I really enjoy seeing this kind of computational cognitive model, where the model is not only generating general patterns of behavior (like the ability to get the right interpretation for a novel utterance), but specifically matching a set of child behavioral results. I think it’s easier to believe in the model’s informativity when you see it able to account for a specific set of results. And those results then provide a fair benchmark for future models. (So, yay, good developmental modeling practice!)
(1) It’s always great to show what can be accomplished “from scratch” (as G&al2019 note), though this is probably harder than the child’s actual task. Presumably, by the time children are using syntactic bootstrapping to learn harder lexical items, they already have a lexicon seeded with some concrete noun items. But this is fine for a proof of concept -- basically, if we can get success on the harder task of starting from scratch, then we should also get success when we start with a headstart in the lexicon. (Caveat: Unless a concrete noun bias in the early lexicon somehow skews the learning the wrong direction for some reason.)
(2) It’s a pity that the Abend et al. 2017 study wasn’t discussed more thoroughly -- that’s another one using a CCG representation for the semantics, a loose idea of what the available meaning elements are from the scene, and doing this kind of rational search over possible syntactic rules, given naturalistic input. That model achieves syntactic bootstrapping, along with a variety of other features like one-shot learning, accelerated learning of individual vocabulary items corresponding to specific syntactic categories, and easier learning of nouns (thereby creating a noun bias in early lexicons). It seems like a compare & contrast with that Bayesian model would have been really helpful, especially noting what about those learning scenarios was simplified, compared with the one used here.

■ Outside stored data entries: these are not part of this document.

PR #2965, opened 2022-02-07
OBPIH-4250 fix `from` email address on dev instance + OBS-1053 don't crash if smtp server is unavailable

mdpearson:
I'm pretty sure the dev failures were caused by invalid email addresses in the test database. "Miss Administrator" and "Mister Manager" now have `openboxes@pih.org` as their email address.

While I was at it, I consolidated disparate implementations in MailService, removing 150-200 lines of code, fixed a broken test, and added tests for what happens if an SMTP server is down (no exception is thrown) (OBS-1053). I also updated the tools we use to send and test email.

GitHub is showing a sea of red ink which is making review difficult. I preserved fifteen(!?) existing function signatures, removing only one that took a map as input. (This one was used only in AdminController and ErrorsController and was easy to refactor.) The rest all route to a new function called `sendMailImpl()`. The previous implementations differed somewhat in logging and error behavior and I thought it would be less of a support headache going forward if there were just one way to do it.

### DIFF
--- a/grails-app/conf/BuildConfig.groovy
+++ b/grails-app/conf/BuildConfig.groovy
@@ -72,12 +72,11 @@ grails.project.dependency.resolution = {
         // Required for barcode4j
         compile 'com.google.zxing:javase:2.0'
 
-        // Required by MailService (should replace with grails mail plugin)
-        compile 'org.apache.commons:commons-email:1.3'
-        compile 'org.apache.commons:commons-text:1.3'
+        compile "org.apache.commons:commons-email:1.5"
+        compile "org.apache.commons:commons-text:1.3"  // last Java 7-compatible release
         compile 'commons-lang:commons-lang:2.6'
         compile "org.jadira.usertype:usertype.jodatime:1.9"
-        compile 'org.apache.commons:commons-csv:1.6'
+        compile "org.apache.commons:commons-csv:1.6"  // last Java 7-compatible release
 
         // Required by LDAP
         compile "com.unboundid:unboundid-ldapsdk:2.3.6"
@@ -118,8 +117,11 @@ grails.project.dependency.resolution = {
         compile ("fr.opensagres.xdocreport:org.odftoolkit.odfdom.converter.pdf:1.0.6")
         compile "org.apache.xmlgraphics:batik-util:1.7"
 
-        // Fake SMTP server
-        test 'dumbster:dumbster:1.6'
+        /*
+         * This test SMTP client is the latest release that works with Grails 1,
+         * and Java 7, although it depends on a junit release we can't use (yet).
+         */
+        test("com.icegreen:greenmail:1.5.10") { excludes "junit" }
 
         // Required for GPars
         compile "org.codehaus.gpars:gpars:0.12"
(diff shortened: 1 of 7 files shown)


grails-app/services/org/pih/warehouse/core/MailService.groovy
```diff
@@ -53,353 +53,157 @@ class MailService {
...
-                // Override from user
-                if (fromUser) {
-                    email.setFrom(fromUser.email, fromUser.name)
-                }
-
-                // Authenticate
-                if (username && password) {
-                    email.setAuthentication(username, password)
-                }
+    Boolean sendMailImpl(
```
jmiranda, line 138: Minor nitpick but could we change this to. 
```
Boolean doSendMail()
```
I like that convention better than Impl since Impl is usually used for the a class implementing an interface, like
```
BasicMailServiceImpl implements MailService
```

mdpearson: hahaha not a nitpick at all! I originally called this method `actuallySendTheActualMail()` and tried to rename it to be more professional. `doSendMail()` is great. Fixed in ff47dc359.

grails-app/conf/BuildConfig.groovy
```diff
@@ -118,8 +117,11 @@ grails.project.dependency.resolution = {
         compile ("fr.opensagres.xdocreport:org.odftoolkit.odfdom.converter.pdf:1.0.6")
         compile "org.apache.xmlgraphics:batik-util:1.7"
 
-        // Fake SMTP server
-        test 'dumbster:dumbster:1.6'
+        /*
+         * This test SMTP client is the latest release that works with Grails 1,
+         * and Java 7, although it depends on a junit release we can't use (yet).
+         */
+        test("com.icegreen:greenmail:1.5.10") { excludes "junit" }
```
jmiranda, line 124: Was there a reason we changed the dependency?

jmiranda (approved):
Everything looks good. We should test whether there's a difference in behavior based on the exception that is being thrown (runtime vs checked). The apache email library has methods that throw runtime exception (e.g. IllegalStateException, IllegalArgumentException) and checked exception (e.g. EmailException). We should test to see if this code suppresses both exception types.

Also, we should consider looking into making email more asynchronous. I've started to do that using spring events i.e. emitting events that send emails rather than sending emails directly from the service method. See https://github.com/robfletcher/grails-spring-events.

grails-app/conf/BuildConfig.groovy
mdpearson: 1. dumbster doesn't seem to work in JDK 1.8 (it's commented out in obgm3)
2. dumbster hasn't seen development for six years so it probably never will
3. greenmail has a straightforward upgrade path to JDK 1.8 for grails 3+ migration
4. greenmail's better documented and (imho) has a cleaner API

mdpearson:
@jmiranda I've added tests for invalid credentials, quota violations and invalid port. These cover checked and unchecked exceptions. I couldn't find a non-disgusting way to get MailService to throw an `IllegalStateException`, but I will note that the exception handling in `doSendMail()` casts a wide net (it catches `Exception`) and, should something funky happen, it'll log the error to Sentry.

I like your idea of doing work more asynchronously, but I think that's a separate ticket, and am not sure I'd want to build it on something that's so specific to Grails 1–2 and isn't under development anymore. I'll copy bits of our conversation to a new ticket, perhaps to address once we're on a more modern stack. Sound good?

mdpearson:
Hi Justin, I filed a ticket (https://pihemr.atlassian.net/browse/OBPIH-4303) to cover making events for emails. Any other hurdles to merging the rest of this ticket as-is?

PR #2972, opened 2022-02-10
OBPIH-4284 Simplify view by removing tracking number and line item count.

mdpearson:
…unt.


awalkowiak (commented):
@mdpearson I think this is ok for the stock movement list page, but for the view page might be required. I am wondering if we should split it into two sql views.

PR #2976, opened 2022-02-11
OBPIH-4252 Adjusted location chooser to display same locations on gra…

MagdaToczek:
…ils and react pages


awalkowiak (changes requested):
You don't need the `getDefaultRoles` and `hasDefaultRoleRequestor`

awalkowiak (approved):

PR #2985, opened 2022-02-17
OBS-1077 Resolve a null.toImport() regression.

mdpearson:
I introduced this bug as part of OBPIH-4058 (Improve logging on PO CSV parse errors). When I edited this block, I inadvertently removed an `&&` that, by short-circuiting, served as a null guard.


jmiranda (approved):
Looks ok to me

For instance, “naturalistic” for G&al2019 means utterances which make reference to abstract events and relations. This isn’t what’s normally meant by naturalistic, because these utterances are still idealized (i.e., artificial). That said, these idealized data have more complex pieces in them that make them similar to naturalistic language data. I have no issue with this, per se -- it’s often a very reasonable first step, especially for cognitive models that take awhile to run.
(3) Figure 4: It looks like there’s a dependency where meaning depends on syntactic form, but not the other way around -- I guess that’s the linking rule? But I wonder why that direction and not the other (i.e., shouldn’t form depend on meaning, too, especially if we’re thinking about this as a generative model where the output is the utterance? So, we start with a meaning, and get the language form for that, which means the arrow should go from meaning to syntactic form?)? Certainly, it seems like you need something connecting syntactic type to meaning if you’re going to get syntactic bootstrapping, and I can see in their description of the inference process why it’s helpful to have the meaning depend on the structure (i.e., because they infer the meaning from the structure for a novel verb: P(m_w | s_w), which only works if you have the arrow going from s_w to m_w).
(4) It took me a little bit to understand what was going on in equations 2 and 3, so let me summarize what I think I got here: if we want to get the probability of a particular meaning (which is comprised of several independent predicates), we have to multiply the probability of each of those predicates together (that’s equation 3). To get the probability of each predicate, we sum over all instances of that predicate that are associated with that syntactic type (that’s equation 2).
(5) The learner is constrained to only encode a limited number of entries per word at all times (i.e., only the l-highest weight lexical entries per wordform are retained): I love the ability to constrain the number of entries per word form. This seems exactly right from what I know of the kid word-learning literature, and I wonder how often a limit of two is the best…from Figure 7, it looks like 2 is pretty darned good (pretty much overlapping 7, and better than 3 or 5, if I’m reading those colors correctly).